● **Source material**:
*** Begin section ***
PR #2091, opened 2023-07-19
update Nomad v1.6.0 download box

jrasell:


zchsh (approved):
✅ 💖  Thanks for this update! [The preview](https://dev-portal-git-nomad-160-download-box-hashicorp.vercel.app/nomad/downloads) looks great to me!

💭 Optional, but I think that we can delete `src/pages/nomad/downloads/style.module.css` since it's not longer used.

lgfa29:
> 💭 Optional, but I think that we can delete `src/pages/nomad/downloads/style.module.css` since it's not longer used.

Ah thanks! Normally we would keep this file because, historically, we added and removed this box during the Beta and RC period. But that has become a bit cumbersome to manage, so we will stop doing it in the future, so removing the file sounds like a good thing to do now.

PR #2092, opened 2023-07-19
feat: parse and validate OpenAPI docs data

zchsh:
## 🔗 Relevant links

- [Preview link][preview] 🔎
- [Asana task][task] 🎟️

## 🗒️ What

Adds schema loading, parsing, and validation to the revised `OpenApiDocsView`.

## 🛠️ How

- Installs [oas-normalize](https://github.com/readmeio/oas-normalize) to handle schema validation
    - This also allows us to up-convert `2.0`-versioned schemas to `3.0`-versioned schemas. The intent is to be able to work with `2.0` or `3.0` versioned schemas in a consistent way. In turn this should make our code a little more future-proof, while keeping types narrow as we know our schema will match OpenAPI 3.0 structure.

## 🧪 Testing

    - The page should show a blob of validated OpenAPI data, in a placeholder component
    - The validated OpenAPI data should have `"openapi": "3.0.0"` schema versioning, even though the source file has [swagger 2.0 schema versioning](https://github.com/hashicorp/hcp-specs/blob/main/specs/cloud-vault-secrets/preview/2023-06-13/hcp.swagger.json)
    - The validated OpenAPI data should be de-referenced, it should not contain any `$ref`. You can `⌘ + F` on the page to verify this.

## 💭 Anything else?

Not at the moment!

[task]: https://app.asana.com/0/1204678746647847/1205079140949226/f
[preview]: https://dev-portal-git-zsload-validate-open-api-docs-schema-hashicorp.vercel.app/
[/hcp/api-docs/vault-secrets]: https://dev-portal-git-zsload-validate-open-api-docs-schema-hashicorp.vercel.app/hcp/api-docs/vault-secrets


config/preview.json
```diff
@@ -4,6 +4,6 @@
 		"max_static_paths": 10
 	},
 	"flags": {
-		"enable_hcp_vault_secrets_api_docs_revision": false
+		"enable_hcp_vault_secrets_api_docs_revision": true
```
zchsh, line 7: Flags set to make review easier.

package.json
```diff
@@ -176,6 +176,7 @@
 		"next-query-params": "^4.1.0",
 		"next-sitemap": "^3.1.21",
 		"next-themes": "^0.2.1",
+		"oas-normalize": "^8.4.1",
```
zchsh, line 179: We use `oas-normalize` for schema parsing, validation, and de-referencing.

src/pages/hcp/api-docs/vault-secrets/[[...page]].tsx
```diff
@@ -118,23 +122,28 @@ export const getStaticPaths: GetStaticPaths<ApiDocsParams> = async (ctx) => {
 export const getStaticProps: GetStaticProps<
 	ApiDocsViewProps | OpenApiDocsViewProps,
 	ApiDocsParams
-> = async ({ params }: { params: ApiDocsParams }) => {
+> = async ({ params }: GetStaticPropsContext<ApiDocsParams>) => {
+	// Fetch all version data, based on remote `stable` & `preview` subfolders
+	const versionData = await fetchCloudApiVersionData(GITHUB_SOURCE_DIRECTORY)
```
Comment (zchsh) [inline src/pages/hcp/api-docs/vault-secrets/[[...page]].tsx:127]: Switched to fetch version data before the "is the new template flag on" conditional, since I think we'll just be re-using this `fetchCloudApiVersionData` code for now (until we start to tackle 🎟️  [[discuss] Plan out content API for OpenAPI specs used on Dev Dot to avoid loading from GitHub directly](https://app.asana.com/0/1100423001970639/1205041193652635/f)).

src/views/open-api-docs-view/utils/index.ts
```diff
@@ -0,0 +1,3 @@
+export * from './find-latest-stable-version'
+export * from './parse-and-validate-schema'
+export * from './sort-date-version-data'
```
thiskevinwang, line 3: How do you feel about explicit exports in this "barrel export" file, like:

```diff
- export * from './find-latest-stable-version'
+ export { findLatestStableVersion } from './find-latest-stable-version'
```

IME, while the `export *` works, the moment you have to debug something, the ambiguity behind it quickly becomes a headache / feels like a footgun

package.json
kendallstrautman: This tool seems so cool! 😄

src/views/open-api-docs-view/utils/find-latest-stable-version.ts
```diff
@@ -0,0 +1,29 @@
...
+import { sortDateVersionData } from './sort-date-version-data'
+
+/**
+ * Given an array of version data,
+ * Return the latest `stable` version.
+ *
+ * Note: only supports date-based version formats, for example "2023-01-15".
+ * We'd need to update the sort logic in order to support other formats.
+ */
+function findLatestStableVersion(
```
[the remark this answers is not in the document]
kendallstrautman: I like it! Seems like this approach worked really well with the omni search also.

src/views/open-api-docs-view/utils/parse-and-validate-schema.ts
```diff
@@ -0,0 +1,41 @@
...
+ * may receive as input here. We use the `oas-normalize` package to
+ * convert the input to the latest version, and then dereference the
+ * schema to resolve any `$ref` references.
+ *
+ * TODO: not sure if we're actually handling circular references here.
+ * This is something we'll likely need to look into for Waypoint API docs.
+ * Task: https://app.asana.com/0/1202097197789424/1203989531295664/f
+ *
+ * The input OpenAPI specification can be in any of the following versions:
+ * - OpenAPI 2.0 (formerly known as Swagger)
```
kendallstrautman, line 18: Oh interesting, are they moving away from that title, 'Swagger'?

kendallstrautman: Read the rest of your comment below, makes sense

src/views/open-api-docs-view/utils/parse-and-validate-schema.ts
```diff
@@ -0,0 +1,41 @@
...
+ */
+export async function parseAndValidateOpenApiSchema(
+	fileString: string
+): Promise<OpenAPIV3.Document> {
+	// Parse and validate the file string, and up-convert to OpenAPI 3.0
+	const rawSchemaJson = await new OASNormalize(fileString).validate({
+		convertToLatest: true,
+	})
+	// Dereference the schema to resolve any `$ref` references
+	const schemaJson = await new OASNormalize(rawSchemaJson).deref()
```
kendallstrautman, line 37: For my understanding, could you expand on what this means? why we want to do it?

kendallstrautman (approved):
LGTM according to the testing steps!

src/views/open-api-docs-view/utils/index.ts
zchsh: ah nice call! I've updated to explicitly named `export { thing }` in this file, and will do this going forward 👍

src/layouts/sidebar-layout/sidebar-layout.module.css
```diff
@@ -31,5 +33,8 @@
 }
 
 .mainArea {
-	flex: 1 1 0;
+	flex-grow: 1;
+	flex-shrink: 1;
+	min-width: 0;
+	overflow: hidden;
```
zchsh, line 39: Missed some "too-wide-content-in-main-area" scenarios in the initial `SidebarLayout` work, correcting it here! 👍

src/views/open-api-docs-view/utils/parse-and-validate-schema.ts
zchsh: Ah yeah great question! 🙌 I expanded this comment to add some details on why I think it makes sense to de-reference at this point (immediately after we read the schema) rather than at some other point.

I am a _little_ wary of whether this "de-reference before anything else" approach will be feasible if we have to deal with circular references (which the Waypoint server OpenAPI schema seems to have)... but thinking we can cross that bridge when we get to it 👍

src/views/open-api-docs-view/types.ts
```diff
@@ -1,4 +1,17 @@
...
+/**
+ * A type to describe versioned API docs source files.
+ */
+export interface OpenApiDocsVersionData {
+	// A unique id for this version, used to construct URL paths for example
+	versionId: string
+	// The release stage of this version of the API docs
+	releaseStage?: string // typically 'stable' | 'preview'
+	// The schema file we'll load and render into the page for this version
+	targetFile: GithubFile | string
```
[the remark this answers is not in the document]
zchsh: I dig it! ✅ updated!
*** End section ***
● **Description of the task**: The answer must be a single number: how many lines above contain the word "also".

● **Answer to this task**: 2